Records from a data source
--- START ---
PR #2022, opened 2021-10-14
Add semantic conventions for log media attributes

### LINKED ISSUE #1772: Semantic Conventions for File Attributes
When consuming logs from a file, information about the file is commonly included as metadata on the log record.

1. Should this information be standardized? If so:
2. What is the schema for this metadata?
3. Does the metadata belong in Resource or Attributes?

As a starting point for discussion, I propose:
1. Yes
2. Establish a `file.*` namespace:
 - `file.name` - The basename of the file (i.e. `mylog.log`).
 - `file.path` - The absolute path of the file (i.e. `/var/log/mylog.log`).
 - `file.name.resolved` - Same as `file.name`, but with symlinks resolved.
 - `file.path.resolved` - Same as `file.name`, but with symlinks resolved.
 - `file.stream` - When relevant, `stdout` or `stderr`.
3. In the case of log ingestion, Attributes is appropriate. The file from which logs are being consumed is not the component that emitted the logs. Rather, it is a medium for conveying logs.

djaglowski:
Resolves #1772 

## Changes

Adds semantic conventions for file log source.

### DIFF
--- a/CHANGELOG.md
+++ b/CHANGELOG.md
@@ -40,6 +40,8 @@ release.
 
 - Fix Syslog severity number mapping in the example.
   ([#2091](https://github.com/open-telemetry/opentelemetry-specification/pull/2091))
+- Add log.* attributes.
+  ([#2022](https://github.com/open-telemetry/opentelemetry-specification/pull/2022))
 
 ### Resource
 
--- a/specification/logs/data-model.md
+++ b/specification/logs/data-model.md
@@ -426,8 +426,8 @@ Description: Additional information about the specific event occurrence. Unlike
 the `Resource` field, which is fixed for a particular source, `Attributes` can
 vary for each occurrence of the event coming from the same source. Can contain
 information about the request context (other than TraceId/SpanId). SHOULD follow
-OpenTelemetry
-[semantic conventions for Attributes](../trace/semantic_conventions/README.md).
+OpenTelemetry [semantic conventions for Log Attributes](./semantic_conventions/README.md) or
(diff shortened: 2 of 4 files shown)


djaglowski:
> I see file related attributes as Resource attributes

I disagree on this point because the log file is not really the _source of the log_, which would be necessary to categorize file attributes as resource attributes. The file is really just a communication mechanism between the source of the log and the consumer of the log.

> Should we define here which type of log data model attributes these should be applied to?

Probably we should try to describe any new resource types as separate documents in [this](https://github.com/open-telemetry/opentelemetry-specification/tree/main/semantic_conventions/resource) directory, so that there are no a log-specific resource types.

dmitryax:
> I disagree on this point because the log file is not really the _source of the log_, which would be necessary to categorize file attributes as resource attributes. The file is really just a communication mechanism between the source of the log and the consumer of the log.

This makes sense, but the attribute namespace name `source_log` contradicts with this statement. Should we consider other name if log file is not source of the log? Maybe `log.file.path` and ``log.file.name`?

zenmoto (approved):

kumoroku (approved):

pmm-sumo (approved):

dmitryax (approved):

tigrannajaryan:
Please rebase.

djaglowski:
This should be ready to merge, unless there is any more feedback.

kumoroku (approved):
--- END ---
WORK REQUIRED - Give the data again in full, keeping every line as it was.

ANSWER TO THIS PROBLEM -
PR #2022, opened 2021-10-14
Add semantic conventions for log media attributes

### LINKED ISSUE #1772: Semantic Conventions for File Attributes
When consuming logs from a file, information about the file is commonly included as metadata on the log record.

1. Should this information be standardized? If so:
2. What is the schema for this metadata?
3. Does the metadata belong in Resource or Attributes?

As a starting point for discussion, I propose:
1. Yes
2. Establish a `file.*` namespace:
 - `file.name` - The basename of the file (i.e. `mylog.log`).
 - `file.path` - The absolute path of the file (i.e. `/var/log/mylog.log`).
 - `file.name.resolved` - Same as `file.name`, but with symlinks resolved.
 - `file.path.resolved` - Same as `file.name`, but with symlinks resolved.
 - `file.stream` - When relevant, `stdout` or `stderr`.
3. In the case of log ingestion, Attributes is appropriate. The file from which logs are being consumed is not the component that emitted the logs. Rather, it is a medium for conveying logs.

djaglowski:
Resolves #1772 

## Changes

Adds semantic conventions for file log source.

### DIFF
--- a/CHANGELOG.md
+++ b/CHANGELOG.md
@@ -40,6 +40,8 @@ release.
 
 - Fix Syslog severity number mapping in the example.
   ([#2091](https://github.com/open-telemetry/opentelemetry-specification/pull/2091))
+- Add log.* attributes.
+  ([#2022](https://github.com/open-telemetry/opentelemetry-specification/pull/2022))
 
 ### Resource
 
--- a/specification/logs/data-model.md
+++ b/specification/logs/data-model.md
@@ -426,8 +426,8 @@ Description: Additional information about the specific event occurrence. Unlike
 the `Resource` field, which is fixed for a particular source, `Attributes` can
 vary for each occurrence of the event coming from the same source. Can contain
 information about the request context (other than TraceId/SpanId). SHOULD follow
-OpenTelemetry
-[semantic conventions for Attributes](../trace/semantic_conventions/README.md).
+OpenTelemetry [semantic conventions for Log Attributes](./semantic_conventions/README.md) or
(diff shortened: 2 of 4 files shown)


djaglowski:
> I see file related attributes as Resource attributes

I disagree on this point because the log file is not really the _source of the log_, which would be necessary to categorize file attributes as resource attributes. The file is really just a communication mechanism between the source of the log and the consumer of the log.

> Should we define here which type of log data model attributes these should be applied to?

Probably we should try to describe any new resource types as separate documents in [this](https://github.com/open-telemetry/opentelemetry-specification/tree/main/semantic_conventions/resource) directory, so that there are no a log-specific resource types.

dmitryax:
> I disagree on this point because the log file is not really the _source of the log_, which would be necessary to categorize file attributes as resource attributes. The file is really just a communication mechanism between the source of the log and the consumer of the log.

This makes sense, but the attribute namespace name `source_log` contradicts with this statement. Should we consider other name if log file is not source of the log? Maybe `log.file.path` and ``log.file.name`?

zenmoto (approved):

kumoroku (approved):

pmm-sumo (approved):

dmitryax (approved):

tigrannajaryan:
Please rebase.

djaglowski:
This should be ready to merge, unless there is any more feedback.

kumoroku (approved):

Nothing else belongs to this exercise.